Tuesday, November 22, 2016
7 Ways Climate Change Is Impacting Your Life Right Now (Even If You Haven't Noticed Them)
Just the first part below of an intellectually impoverished article by BECCA SCHUH, a materially impoverished artist. Why are so many artists these days Leftist lamebrains? Is it because most artists have to be lamebrains to do what they do? Some pretty strange things pass as art these days
She references below the increasing frequency of hurricanes and storms but offers no statistics to back up her assertion that they are increasing. Official statistics show that the frequency of hurricanes has markedly DECLINED in recent years but what does that matter when you have got virtue on your side?
Typical Warmist crap. I could fisk the rest of her article but that would be unkind to dumb animals
By this point, you probably know that climate change is a very real and persistent threat to our future quality of life — a 2016 Gallup poll found that 64 percent of Americans described themselves as "worried a great deal" or "fair amount" about global warming; it also found that 41 percent of us felt global warming will become a "serious threat" to our lives or way of life, and only 10 percent of Americans believing that the effects of global warming will never make an impact in our lives. Despite all this, it can be hard to connect the scientific facts, or the news from far regions of the world, to our daily lives — but as people with power continue to deny the impact of climate change (exemplified by the news that President-elect Trump has picked climate change skeptic Myron Ebell to lead his EPA transition team), being aware of the real impact of climate change has become more important than ever. And we don't have to wait to see what that impact is — with each passing month, climate change affects more things about how we operate, from the minutiae of daily living to our long-term plans.

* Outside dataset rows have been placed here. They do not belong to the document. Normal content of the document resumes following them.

PR #44, opened 2018-12-27
Application layer (chapter 5) and List of standard data types (chapter 6)

pavel-kirienko:


render_dsdl.py
```diff
@@ -0,0 +1,273 @@
...
+    return '\n'.join([
+        r'\begin{minted}[%s]{python}' % minted_params,
+        open(t.source_file_path).read(),
+        r'\end{minted}',
+    ])
+
+
+try:
+    index_only = False
+    if '--index-only' in sys.argv:
```
thirtytwobits: why not use argparse?

.gitmodules
```diff
@@ -0,0 +1,3 @@
+[submodule "dsdl"]
```
thirtytwobits: I'm a little conflicted about this. Conceptually dsdl depends on a give version of the specification which makes this, technically, a circular dependency. I'm also not sure that we want to treat the standard, regulated type documentation so differently. i.e. we might want to provide your render-to-latex script as something any dsdl repo can use to generate documentation.

specification/application_layer/conventions.tex
```diff
@@ -0,0 +1,238 @@
+\section{Application-level conventions}\label{sec:application_level_conventions}
```
thirtytwobits: This all seems pretty close to what we had before and what we've discussed in the forums. Mostly just a reminder here that this needs careful copy-editing to simplify and properly voice all the English.

specification/standard_data_types/standard_data_types.tex
```diff
@@ -0,0 +1,20 @@
+\chapter{List of standard data types}
+
+This chapter contains the full list of standard data types defined by the UAVCAN specification.
+The source text of the DSDL data type definitions provided here is also available via the
+official project website at \href{http://uavcan.org}{uavcan.org}.
+
+Regulated non-standard definitions\footnote{I.e., public definitions contributed by vendors and other users
+of the specification, as explained in section \ref{sec:basic_concepts_data_type_regulation}.}
+are intentionally not included in this list, as they are of limited importance for the specification.
```
thirtytwobits: We should find a nicer way to phrase this. While semantically true, it's not polite to tell vendors that their carefully designed datatypes are of limited importance.

render_dsdl.py
```diff
@@ -0,0 +1,273 @@
...
+
+# We avoid using longtabu unless we really have to because it's a bloody disaster. Its caption is always misaligned
+# vertically (requires hacking with \abovecaptionskip to fix) and it tends to run over text and footnotes below it.
+table_environment = 'tabu' if is_nested_namespace else 'longtabu'
+
+if is_nested_namespace:
+    # Confine nested namespace indexes to one page, assuming that they are always compact enough to fit.
+    print(r'{\parindent=-\leftskip\begin{minipage}{\textwidth}\centering')
+
+print(r'\begin{ThreePartTable}')
```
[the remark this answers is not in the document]
pavel-kirienko: Sure. I would avoid jinja though because it's an external dependency, and instead used something like [Pyratemp](https://www.simple-is-better.org/template/pyratemp.html) because it's MIT-licensed and distributed as a one-file module which can be re-distributed together with the script (it's used in libuavcan and libcanard for code generation). That said, I don't want to change the script now.

specification/application_layer/application_layer.tex
```diff
@@ -1,5 +1,23 @@
 \chapter{Application layer}\label{sec:application_layer}
 
-\section{Application-level conventions}\label{sec:application_level_conventions}
+Previous chapters of this specification define a set of basic concepts that are the foundation of the protocol:
```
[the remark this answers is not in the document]
pavel-kirienko: I should pass this comment over to @hamishwillee

specification/application_layer/application_layer.tex
```diff
@@ -1,5 +1,23 @@
...
+Unless stated otherwise, all of the high-level functions described in this chapter are optional,
+meaning that they do not necessarily have to be supported or implemented for an application or system to be
+UAVCAN-compliant.
+Excepting a very few mandatory functions and rules, users of UAVCAN are allowed to pick only those
+that are needed and suitable for their applications.
+
+If a designer chose to deviate from the rules and conventions presented in this chapter,
+every such deviation must be explicitly documented.
+
+\clearpage\input{application_layer/conventions.tex}
```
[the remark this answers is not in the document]
pavel-kirienko: No point spilling floats into the next section, so `\clearpage` should be used here instead of `\newpage`.

render_dsdl.py
pavel-kirienko: ¯\\\_(ツ)\_/¯

specification/application_layer/conventions.tex
pavel-kirienko: Noted.

render_dsdl.py
pavel-kirienko: I should probably clarify here that I preferred adding three lines of code to handle the argument manually over adding six lines of code to do that using the library. KISS

a1ien:
Adding dsdl broken gitlab build. Job not produce artifact https://gitlab.com/Uavcan/specification/-/jobs/141696034

pavel-kirienko:
Thanks @a1ien, fixed.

1. Hurricanes Are Increasingly Severe
Recently, Hurricane Matthew joined the ranks of recent hurricanes like Sandy and Katrina that reached new highs of catastrophe. Destructive hurricanes are not a new phenomenon in the Southeastern United States, and no individual hurricane can be directly attributed to climate change, but the increasing frequency and severity of these storms is directly correlated to global warming — as temperatures rise from the surplus of greenhouse gases in the atmosphere, the ocean heats up, and warm tropical waters create more powerful hurricanes.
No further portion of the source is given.